__YOUR GOAL__
Restate the records in full, so that each line matches the original exactly.

__SOURCE MATERIAL__
PR #1389, opened 2022-01-27
[ENG-3516] Create HTML for Registration Files List page

futa-ikeda:
-   Ticket: [ENG-3516]
-   Feature flag: n/a

## Purpose
- Add a static rendering of the Registration File List view

## Summary of Changes
- Add new route `overview.files` for showing files of a registration
- Add template file for this new route
  - Add translation and styling
- Add placeholder test
- Add logic to show/hide right metadata column

## Screenshot(s)
- http://localhost:4200/decaf/files
image
image

## Side Effects
Coming soon

## QA Notes
- This is just the static HTML without any of the functionality of the actual page.

### DIFF
--- a/lib/registries/addon/overview/controller.ts
+++ b/lib/registries/addon/overview/controller.ts
@@ -11,6 +11,7 @@ import { GuidRouteModel } from 'ember-osf-web/resolve-guid/guid-route';
 import pathJoin from 'ember-osf-web/utils/path-join';
 
 import Intl from 'ember-intl/services/intl';
+import RouterService from '@ember/routing/router-service';
 
 const {
     support: {
@@ -23,6 +24,7 @@ const { OSF: { url: baseURL } } = config;
 export default class Overview extends Controller {
     @service store!: Store;
     @service intl!: Intl;
+    @service router!: RouterService;
     model!: GuidRouteModel<Registration>;
 
     queryParams = ['mode', 'revisionId'];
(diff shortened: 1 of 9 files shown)


lib/registries/addon/overview/controller.ts
```diff
@@ -33,6 +35,14 @@ export default class Overview extends Controller {
 
     @alias('model.taskInstance.value') registration?: Registration;
 
+    @computed('router.currentRouteName')
+    get showMetadata() {
```
brianjgeiger, line 39: I have a feeling we're going to need a `get isFilesPage()` computed, but I'm not opposed to having both, and we can add that in later.

lib/registries/addon/overview/files/template.hbs
```diff
@@ -0,0 +1,145 @@
...
+                <dropdown.content local-class='DropdownList'>
+                    <Button
+                        local-class='FileOptionsDropdown__option'
+                        @layout='fake-link'
+                    >
+                        <FaIcon @icon='download' />
+                        {{t 'general.download'}}
+                    </Button>
+
+                    <ResponsiveDropdown
```
brianjgeiger, line 98: Yay for this working.

brianjgeiger (commented):
Overall I like this a lot. There's a failing test, and linting is failing, but the test should be quick to fix, and I'm not sure what we want to do about the linting. Probably tell it to ignore those strings for now.

Have you run an accessibility check on the page to make sure it's all good there? I wonder if it would be worth putting in data-test selectors.

futa-ikeda:
> Overall I like this a lot. There's a failing test, and linting is failing, but the test should be quick to fix, and I'm not sure what we want to do about the linting. Probably tell it to ignore those strings for now.
> 
> Have you run an accessibility check on the page to make sure it's all good there? I wonder if it would be worth putting in data-test selectors.

I've run the automated accessibility checker, and the only thing that came up was the mobile navbar didn't have an aria-label for toggling the navbar in and out, so I've added that. I will add some rudimentary tests to make sure the expected elements are on the screen!

brianjgeiger (approved):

__THE ANSWER__
PR #1389, opened 2022-01-27
[ENG-3516] Create HTML for Registration Files List page

futa-ikeda:
-   Ticket: [ENG-3516]
-   Feature flag: n/a

## Purpose
- Add a static rendering of the Registration File List view

## Summary of Changes
- Add new route `overview.files` for showing files of a registration
- Add template file for this new route
  - Add translation and styling
- Add placeholder test
- Add logic to show/hide right metadata column

## Screenshot(s)
- http://localhost:4200/decaf/files
image
image

## Side Effects
Coming soon

## QA Notes
- This is just the static HTML without any of the functionality of the actual page.

### DIFF
--- a/lib/registries/addon/overview/controller.ts
+++ b/lib/registries/addon/overview/controller.ts
@@ -11,6 +11,7 @@ import { GuidRouteModel } from 'ember-osf-web/resolve-guid/guid-route';
 import pathJoin from 'ember-osf-web/utils/path-join';
 
 import Intl from 'ember-intl/services/intl';
+import RouterService from '@ember/routing/router-service';
 
 const {
     support: {
@@ -23,6 +24,7 @@ const { OSF: { url: baseURL } } = config;
 export default class Overview extends Controller {
     @service store!: Store;
     @service intl!: Intl;
+    @service router!: RouterService;
     model!: GuidRouteModel<Registration>;
 
     queryParams = ['mode', 'revisionId'];
(diff shortened: 1 of 9 files shown)


lib/registries/addon/overview/controller.ts
```diff
@@ -33,6 +35,14 @@ export default class Overview extends Controller {
 
     @alias('model.taskInstance.value') registration?: Registration;
 
+    @computed('router.currentRouteName')
+    get showMetadata() {
```
brianjgeiger, line 39: I have a feeling we're going to need a `get isFilesPage()` computed, but I'm not opposed to having both, and we can add that in later.

lib/registries/addon/overview/files/template.hbs
```diff
@@ -0,0 +1,145 @@
...
+                <dropdown.content local-class='DropdownList'>
+                    <Button
+                        local-class='FileOptionsDropdown__option'
+                        @layout='fake-link'
+                    >
+                        <FaIcon @icon='download' />
+                        {{t 'general.download'}}
+                    </Button>
+
+                    <ResponsiveDropdown
```
brianjgeiger, line 98: Yay for this working.

brianjgeiger (commented):
Overall I like this a lot. There's a failing test, and linting is failing, but the test should be quick to fix, and I'm not sure what we want to do about the linting. Probably tell it to ignore those strings for now.

Have you run an accessibility check on the page to make sure it's all good there? I wonder if it would be worth putting in data-test selectors.

futa-ikeda:
> Overall I like this a lot. There's a failing test, and linting is failing, but the test should be quick to fix, and I'm not sure what we want to do about the linting. Probably tell it to ignore those strings for now.
> 
> Have you run an accessibility check on the page to make sure it's all good there? I wonder if it would be worth putting in data-test selectors.

I've run the automated accessibility checker, and the only thing that came up was the mobile navbar didn't have an aria-label for toggling the navbar in and out, so I've added that. I will add some rudimentary tests to make sure the expected elements are on the screen!

brianjgeiger (approved):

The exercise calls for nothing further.